Georganne Chapin is a healthcare expert, attorney, social justice advocate, and founding executive director of Intact America, the nation’s most influential organization opposing the U.S. medical industry’s penchant for surgically altering the genitals of male children (“circumcision”). Under her leadership, Intact America has definitively documented tactics used by U.S. doctors and healthcare facilities to pathologize the male foreskin, pressure parents into circumcising their sons, and forcibly retract the foreskins of intact boys, creating potentially lifelong, iatrogenic harm. 

Chapin holds a BA in Anthropology from Barnard College, and a Master’s degree in Sociomedical Sciences from Columbia University. For 25 years, she served as president and chief executive officer of Hudson Health Plan, a nonprofit Medicaid insurer in New York’s Hudson Valley. Mid-career, she enrolled in an evening law program, where she explored the legal and ethical issues underlying routine male circumcision, a subject that had interested her since witnessing the aftermath of the surgery conducted on her younger brother. She received her Juris Doctor degree from Pace University School of Law in 2003, and was subsequently admitted to the New York Bar. As an adjunct professor, she taught Bioethics and Medicaid and Disability Law at Pace, and Bioethics in Dominican College’s doctoral program for advanced practice nurses.

In 2004, Chapin founded the nonprofit Hudson Center for Health Equity and Quality, a company that designs software and provides consulting services designed to reduce administrative complexities, streamline and integrate data collection and reporting, and enhance access to care for those in need.

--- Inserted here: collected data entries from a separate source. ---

PR #5327, opened 2019-11-04
[OpenLoops-2.1.0]Topping up Vtt+jets and Htt+jets libraries processes

SiewYan:
lhc.coll does not contain all P-P collision processes. Topping up Vtt+Jets and Htt+jets loop processes.

### DIFF
--- a/openloops.spec
+++ b/openloops.spec
@@ -24,6 +24,7 @@ EOF
 export SCONSFLAGS="-j %{compiling_processes}"
 ./openloops update --processes generator=0
 ./openloops libinstall lhc.coll
+./openloops libinstall ppatt,ppatt_ew,ppattj,pplltt,pplltt_ew,ppllttj,ppllttj_ew,pplntt,pplnttj,ppwtt,ppwtt_ew,ppwttj,ppwttj_ew,ppztt,ppztt_ew,ppzttj,pphtt,pphtt_ew,pphttj
 
 %install
 mkdir %i/{lib,proclib}


smuzaffar:
In past we had issue ( https://github.com/cms-sw/cmsdist/pull/5215#issuecomment-530008641 ) for aarch64. We need to check if enabling these extra libs will cause the same big library issue.

@SiewYan , is it possible to build multiple small shared libs for openloops?

SiewYan:
@smuzaffar , yes, the LHC.coll is a pre-defined collection of small shared libs, and it should work, if not, I will have to pre-define a txt file with .coll extension specifying each process's library names.

smuzaffar:
please test workflow 534.0,536.0

smuzaffar:
please test workflow 534.0,536.0

smuzaffar:
+externals

fabiocos:
+1

SiewYan:
Hello @smuzaffar , I have a followup question on the Openloops's libraries processes. There is a growing interest in using other libraries processes, one way is to manually include all the libraries processes by defining a txt file and take in as an argument during compilation https://github.com/SiewYan/cmsdist/blob/cac85098983d7c2f0ff15444d71054f60c534deb/openloops.spec#L26 
It is possible to do so in cmsdist, creating a txt file in cmsdist and compile?
Thanks

fabiocos:
@SiewYan do you want to provide the txt as an external input? I can imagine it could be hardcoded into the spec file itself. One question I have is: how big would the proclib repository become? It is already larger than 3 GB

SiewYan:
@fabiocos , yes, to manually defined problib.
It is a lengthy list if one hardcorded it.  
I have installed user.coll defined for backport on 93X [*], it will take ~ 13 GB.

[*] https://github.com/cms-sw/cmsdist/pull/5369

PR #5383, opened 2019-11-27
[BuildRules] New rules to avoid picking externals libs for release/external/lib path

smuzaffar:


smuzaffar:
+externals 
this looks good, it was suppose to fail

fabiocos:
@smuzaffar is this PR supposed to address issues like those we recently had?

smuzaffar:
yes @fabiocos

PR #5398, opened 2019-12-03
use -mlong-double-64 to avoid link error on ppc64le

smuzaffar:
For `ppc64le`, we use  `-mlong-double-64` ( https://github.com/cms-sw/cmsdist/blob/IB/CMSSW_11_1_X/master/gcc-toolfile.spec#L191 ) to compile cmssw. `fftjet` also uses long double but with 128 bits. That causes link error for `ppc64le` IBs [a]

In 2008, she co-founded Intact America.

Chapin has published many articles and op-ed essays, and has been interviewed on local, national and international television, radio and podcasts about ways the U.S. healthcare system prioritizes profits over people’s basic needs. She cites routine (nontherapeutic) infant circumcision as a prime example of a practice that wastes money and harms boys and the men they will become. This Penis Business: A Memoir is her first book.